Stored data entries:
PR #49, opened 2023-08-02
chore: initial commit for ttl langugage

mprorock:
## 📑 Description
adds support for `ttl` instructions for consumers/verifiers - this is important, especially with signed lists to separate the requirement to sign and reissue from when a client or cdn needs to fetch a fresh copy of the list

### DIFF
--- a/draft-looker-oauth-jwt-cwt-status-list.md
+++ b/draft-looker-oauth-jwt-cwt-status-list.md
@@ -372,7 +372,7 @@ only.  The "Claim Name" is as defined for the CWT registry, not the
 JWT registry.  The "JWT Claim Name" is equivalent to the "Claim Name"
 in the JWT registry.
 
- - Claim Name: ttt
+ - Claim Name: ttl
  - Claim Description: Time to Live
  - JWT Claim Name: "ttl"
  - Claim Key: TBD
--- a/draft-looker-oauth-jwt-cwt-status-list.md
+++ b/draft-looker-oauth-jwt-cwt-status-list.md
@@ -92,11 +92,13 @@ The following rules apply to validating a JWT-based Status List Token. Applicati
 
 5. The JWT MAY contain an "exp" (expiration time) claim that conveys when it is considered expired by its issuer.
 
-6. The JWT MAY contain other claims.
+6. The JWT MAY contain a "ttl" (time to live) claim that conveys the maximum amount of time that the JWT may be cached by a client before a fresh copy is retrieved
 
-7. The JWT MUST be digitally signed using an asymmetric cryptographic algorithm. Relying parties MUST reject the JWT if it is using a Message Authentication Code (MAC) algorithm. Relying parties MUST reject JWTs with an invalid signature.
+7. The JWT MAY contain other claims.
 
-8. Relying parties MUST reject JWTs that are not valid in all other respects per "JSON Web Token (JWT)" {{RFC7519}}.
+8. The JWT MUST be digitally signed using an asymmetric cryptographic algorithm. Relying parties MUST reject the JWT if it is using a Message Authentication Code (MAC) algorithm. Relying parties MUST reject JWTs with an invalid signature.
+
+9. Relying parties MUST reject JWTs that are not valid in all other respects per "JSON Web Token (JWT)" {{RFC7519}}.
 
 ~~~ ascii-art
 
@@ -319,7 +321,13 @@ TBD Declare whether JWT and CWT representations can be used interchangeably by t
 TODO elaborate on risks of incorrect parsing/decoding leading to erroneous status data
 
 ## Cached and Stale status lists
-TODO consumers/Verifiers of the status list should be aware if they fetch the up-to-date data
+When consumers or verifiers of the status list fetch the data, they need
+to be aware of its up-to-date status. The 'ttl' (time-to-live) claim
+provides an essential mechanism for setting an maximum cache time for the
+fetched data. This property permits distribution of a status list to a CDN
+or other distribution mechanism while giving guidance to consumers of the
+status list on how often they need to fetch a fresh copy of the status list
+even if that status list is not expired. 
 
 ## Authorized access to the Status List
 TODO elaborate on authorization mechanisms preventing misuse and profiling as described in privacy section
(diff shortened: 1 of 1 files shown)


paulbastian:
Is that the same mechanism that we intended for `exp` or what are the intended differences?

c2bo:
We definitely need to improve the wording in the draft on this - the intention was to use the default `exp` claim to signal the freshness requirements of the issuer. Advantage of this would be that it basically comes for free if you use a standard JWT library (which should already check for expiration).

mprorock:
> We definitely need to improve the wording in the draft on this - the intention was to use the default `exp` claim to signal the freshness requirements of the issuer. Advantage of this would be that it basically comes for free if you use a standard JWT library (which should already check for expiration). Do you see a benefit in having both `exp` and `ttl` or the need for different meanings/usage?

definitely a need for both:
`exp` indicates that the issuer will reissue status no later than such and such date
`ttl` is an instruction for the client side, or the cdn side as to how often to fetch a fresh copy

These two values may be in sync in some cases, but not always.  consider the case where a jwt may need status checked frequently, but the status changes are infrequent - the isssuer should not need to re-sign a status as frequently as they wish the client to check for a new copy.  pretty common issue in the supply chain arena, and others.  
think of `exp` as the renewal date for a dns record itself, and `ttl` as the `ttl` on a dns record

c2bo:
The case that I mainly had in mind was offline-validation or restricted access to the status list for privacy reasons. In these cases the holder could carry the status list and provide status list and credential during presentation.
There would be no way for `ttl` to be adhered to / verified from the verifier side for these cases but I guess that is fine and `exp` would be the claim that is enforced and `ttl` is a policy that is basically suggested to the verifier / hosting provider of the status list?

mprorock:
> There would be no way for `ttl` to be adhered to / verified from the verifier side for these cases but I guess that is fine and `exp` would be the claim that is enforced and `ttl` is a policy that is basically suggested to the verifier / hosting provider of the status list?

exactly - that is why `exp` is the more important one, but adding `ttl` as optional covers the more connected and cdn type use cases

draft-looker-oauth-jwt-cwt-status-list.md
```diff
@@ -350,7 +358,26 @@ TODO evaluate deifnition of Status List Provider?
...
+addition to both registries.
+
+The "Claim Description", "Change Controller" and "Specification
+Documents" are common and equivalent for the JWT and CWT registries.
+The "Claim Key" and "Claim Value Types(s)" are for the CWT registry
+only.  The "Claim Name" is as defined for the CWT registry, not the
+JWT registry.  The "JWT Claim Name" is equivalent to the "Claim Name"
+in the JWT registry.
+
+ - Claim Name: ttt
```
mprorock, line 375:
```suggestion
 - Claim Name: ttl
```

OR13 (approved):

paulbastian:
As we got the the caching information integrated with the HTTP Cache Control over HTTP GET in the specification, the question remains whether the duplicate information inside the Status List serves a purpose

OR13:
If you duplicate the information, the list can be delivered by the holder in an internet denied environment.

Assuming the verifier has network, or had network, might make sense for some use cases... Other use cases might assume burnt in trust roots and no network ever.

c2bo:
> If you duplicate the information, the list can be delivered by the holder in an internet denied environment.
> 
> Assuming the verifier has network, or had network, might make sense for some use cases... Other use cases might assume burnt in trust roots and no network ever.

Perhaps I am missing something but in my mind the caching information is not relevant for the verifier, only for the system fetching the updates (if they are separate entities). The verifier has `iat` and `exp` to figure out if status list should be trusted/used. The entity fetching the updates needs the information when to try fetching again for possible updates.

Would you be up for a short call on this topic so we can better understand your point of view?

paulbastian:
As we integrated a mechanism to enable Caching over the HTTP Cache-Control mechanism, we dot not see a need to add or duplicate this information to the data of the Status List Token.
Pending close without any further feedback.

paulbastian (commented):
From our latest thoughts, we are again considering to integrate this: https://github.com/vcstuff/draft-ietf-oauth-status-list/issues/96

draft-looker-oauth-jwt-cwt-status-list.md
```diff
@@ -92,11 +92,13 @@ The following rules apply to validating a JWT-based Status List Token. Applicati
 
 5. The JWT MAY contain an "exp" (expiration time) claim that conveys when it is considered expired by its issuer.
 
-6. The JWT MAY contain other claims.
+6. The JWT MAY contain a "ttl" (time to live) claim that conveys the maximum amount of time that the JWT may be cached by a client before a fresh copy is retrieved
```
tplooker, line 95:
```suggestion
6. The JWT MAY contain a "ttl" (time to live) claim that conveys the maximum amount of time, in seconds, that the JWT may be cached by a client before a fresh copy is retrieved. The value of the claim MUST be a positive number.
```

OR13: Why are we creating a new claim, that does basically the same thing as `exp` ?

draft-looker-oauth-jwt-cwt-status-list.md
```diff
@@ -92,11 +92,13 @@ The following rules apply to validating a JWT-based Status List Token. Applicati
...
 
-7. The JWT MUST be digitally signed using an asymmetric cryptographic algorithm. Relying parties MUST reject the JWT if it is using a Message Authentication Code (MAC) algorithm. Relying parties MUST reject JWTs with an invalid signature.
+7. The JWT MAY contain other claims.
```
OR13, line 97:
```suggestion
```

OR13: ^ remove throwaway sentence

draft-looker-oauth-jwt-cwt-status-list.md
```diff
@@ -350,7 +358,26 @@ TODO evaluate deifnition of Status List Provider?
...
+addition to both registries.
+
+The "Claim Description", "Change Controller" and "Specification
+Documents" are common and equivalent for the JWT and CWT registries.
+The "Claim Key" and "Claim Value Types(s)" are for the CWT registry
+only.  The "Claim Name" is as defined for the CWT registry, not the
+JWT registry.  The "JWT Claim Name" is equivalent to the "Claim Name"
+in the JWT registry.
+
+ - Claim Name: ttl
```
OR13, line 375: prefer to not register this claim... just make `exp` required.

draft-looker-oauth-jwt-cwt-status-list.md
paulbastian: you actually approved the same idea half a year ago? The idea is that Issuers/Status List Providers may not want to resign the whole Status List if nothing has changed, therefore `ttl` communicates the update interval of the Issuer, so that RP knows how often to check for updates and `exp` communicates "do not use this list after this point of time"

paulbastian:
pending close in favor for #101 , too many merge conflicts here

» **Task prompt**:
Note every line above where the string "elaborate" shows up, and copy those lines.

» **Reply**:
 TODO elaborate on risks of incorrect parsing/decoding leading to erroneous status data
 TODO elaborate on authorization mechanisms preventing misuse and profiling as described in privacy section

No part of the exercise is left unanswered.